Les taux de survie avec le mélanome sont faibles, donc les médicaments qui améliorent ce sont des avancées importantes. Des recherches antérieures avaient montré que l’ipilimumab augmentait la survie globale moyenne (médiane) à environ 10 mois, comparé à six mois avec un traitement alternatif appelé gp100. C’est sur cette base que le médicament a été approuvé par les autorités européennes de réglementation des médicaments. NICE a également recommandé – après avoir négocié un prix réduit avec le fabricant – que le médicament soit utilisé par le NHS pour les personnes atteintes de mélanome avancé qui ont déjà reçu au moins un autre traitement.

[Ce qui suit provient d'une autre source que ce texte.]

PR #91, opened 2020-10-22
Create VMs with shortened computer names for Windows OS compatibility

nwoodmsft:
Same PR that we had before (https://github.com/microsoft/cluster-api-provider-azurestackhci/pull/81) - bringing this back now that other components are ready for the change.


zawachte-msft:
lgtm

PR #101, opened 2020-12-16
bumping moc-sdk-for-go version to pick up fix for static ip

pradipd:


zawachte-msft:
don't merge this until @apluchik gives an okay. he warned me bumping up caph further would cause issues.

apluchik:
> don't merge this until @apluchik gives an okay. he warned me bumping up moc further would cause issues until he finished some cloudagent work.
This won't be affected by my change as this PR is bumping to v0.10.6-alpha.2.
The breaking change I was referring to was only in the latest moc-sdk (v0.10.6-alpha.4), where some different fields are used.

apluchik (approved):

pradipd:
Thanks.  I figured that out.  I only bumped the version to include the fix I need.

Lorsque l’on considère ces résultats, il convient de garder à l’esprit:

Le médicament est relativement nouveau, de sorte que seulement un nombre relativement faible de personnes dans ces essais ont été suivis pendant trois ans ou plus (254 personnes). Les personnes qui ont participé aux études de ce médicament continueront vraisemblablement d’être suivies au fil du temps pour obtenir plus de données sur la survie à long terme.

L’analyse a regroupé des patients ayant des caractéristiques différentes, traités avec différentes doses du médicament, et pour différentes périodes. Les schémas de survie globaux semblaient similaires dans ces groupes, mais cela devra être confirmé une fois que suffisamment de personnes auront été traitées avec le médicament pour pouvoir obtenir des estimations fiables pour chacun de ces groupes séparément. L’un des auteurs de l’étude note de manière importante, « comme il ne s’agissait pas d’une comparaison randomisée, on ne peut pas tirer de conclusions directes sur les différences entre les doses ou les populations ».

L’analyse actuelle a également été rapportée uniquement sous la forme d’un résumé de conférence. Cela signifie qu’il n’y a pas beaucoup de détails sur les méthodes ou les résultats. En outre, il n’aura pas subi l’examen par les pairs qui fait partie de la publication dans la plupart des revues médicales.

Cependant, dans l’ensemble, ces résultats suggèrent que l’ipilumumab améliore la survie des personnes atteintes de mélanome avancé, pour qui les perspectives sont généralement plutôt médiocres.